▶ Task statement:
Print the records again, character for character.

▶ Task data:
PR #5871, opened 2026-06-10
feat(o11y): propagate LRO destination ID to child spans

haphungw:
Introduce stateful propagation of the LRO destination ID (resource ID/operation name) across LRO polling attempts inside `google-cloud-lro`.

### DIFF
--- a/src/lro/src/internal/tracing.rs
+++ b/src/lro/src/internal/tracing.rs
@@ -31,6 +31,7 @@ tokio::task_local! {
 pub struct LroRecorder {
     span: Span,
     attempt_count: Option<u32>,
+    destination_id: std::sync::Arc<std::sync::Mutex<Option<String>>>,
 }
 
 impl LroRecorder {
@@ -39,6 +40,7 @@ impl LroRecorder {
         Self {
             span,
             attempt_count: None,
+            destination_id: std::sync::Arc::new(std::sync::Mutex::new(None)),
         }
     }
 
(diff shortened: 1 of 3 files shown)


src/lro/src/internal/tracing.rs
westarle: I'm not sure its as immutable anymore as it mutates the destination ID.

src/lro/src/internal/tracing.rs
```diff
@@ -31,6 +31,7 @@ tokio::task_local! {
 pub struct LroRecorder {
     span: Span,
     attempt_count: Option<u32>,
+    destination_id: std::sync::Arc<std::sync::Mutex<Option<String>>>,
```
westarle: can this be a oncelock to simplify reads (I feel like we did this somewhere before?)

haphungw: you're right, fixed!

src/lro/src/internal/tracing.rs
haphungw: fixed the comment.

As for the immutability, when I was planning this in the first place, I forgot that the destination ID is only available after the first response comes back. Only then can we propagate it to the clones of the recorder. So it can't be strictly immutable anymore, but the ID is only set once.

haphungw:
Closing this PR in favor of #5819. I have force-pushed the latest updates (including the rename to `destination_id` and the Discovery LRO macro fixes) directly to the branch on #5819 to preserve the existing approvals and review history. Apologies for the confusion and duplication."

▶ Answer space:
PR #5871, opened 2026-06-10
feat(o11y): propagate LRO destination ID to child spans

haphungw:
Introduce stateful propagation of the LRO destination ID (resource ID/operation name) across LRO polling attempts inside `google-cloud-lro`.

### DIFF
--- a/src/lro/src/internal/tracing.rs
+++ b/src/lro/src/internal/tracing.rs
@@ -31,6 +31,7 @@ tokio::task_local! {
 pub struct LroRecorder {
     span: Span,
     attempt_count: Option<u32>,
+    destination_id: std::sync::Arc<std::sync::Mutex<Option<String>>>,
 }
 
 impl LroRecorder {
@@ -39,6 +40,7 @@ impl LroRecorder {
         Self {
             span,
             attempt_count: None,
+            destination_id: std::sync::Arc::new(std::sync::Mutex::new(None)),
         }
     }
 
(diff shortened: 1 of 3 files shown)


src/lro/src/internal/tracing.rs
westarle: I'm not sure its as immutable anymore as it mutates the destination ID.

src/lro/src/internal/tracing.rs
```diff
@@ -31,6 +31,7 @@ tokio::task_local! {
 pub struct LroRecorder {
     span: Span,
     attempt_count: Option<u32>,
+    destination_id: std::sync::Arc<std::sync::Mutex<Option<String>>>,
```
westarle: can this be a oncelock to simplify reads (I feel like we did this somewhere before?)

haphungw: you're right, fixed!

src/lro/src/internal/tracing.rs
haphungw: fixed the comment.

As for the immutability, when I was planning this in the first place, I forgot that the destination ID is only available after the first response comes back. Only then can we propagate it to the clones of the recorder. So it can't be strictly immutable anymore, but the ID is only set once.

haphungw:
Closing this PR in favor of #5819. I have force-pushed the latest updates (including the rename to `destination_id` and the Discovery LRO macro fixes) directly to the branch on #5819 to preserve the existing approvals and review history. Apologies for the confusion and duplication."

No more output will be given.